## Stored items
☆ ☆ ☆ ☆
PR #274, opened 2017-05-03
Adding support for fractional seconds

joostdebruijn:
### Description
In MySQL 5.6 the support for saving fractional seconds for the DATETIME datatype was added. This pull request will add support for it to the connector for the use of native Date-types. The DateString-type already supports fractional seconds.

Earlier this week I posted #270, however this a a replacement based on the changes in the 4.1-release of the connector.

#### Related issues
- #183 

### Checklist
- [x] Code conforms with the [style guide](http://loopback.io/doc/en/contrib/style-guide.html)

### DIFF
--- a/lib/migration.js
+++ b/lib/migration.js
@@ -723,7 +723,8 @@ function mixinMigration(MySQL, mysql) {
         dt = numericOptionsByType(p, dt);
         break;
       case 'Date':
☆ ☆ ☆ ☆
## EXERCISE
Copy out, from the data above, each line where the string "Date" is present.

## SOLUTION TO THE PROBLEM
In MySQL 5.6 the support for saving fractional seconds for the DATETIME datatype was added. This pull request will add support for it to the connector for the use of native Date-types. The DateString-type already supports fractional seconds.
       case 'Date':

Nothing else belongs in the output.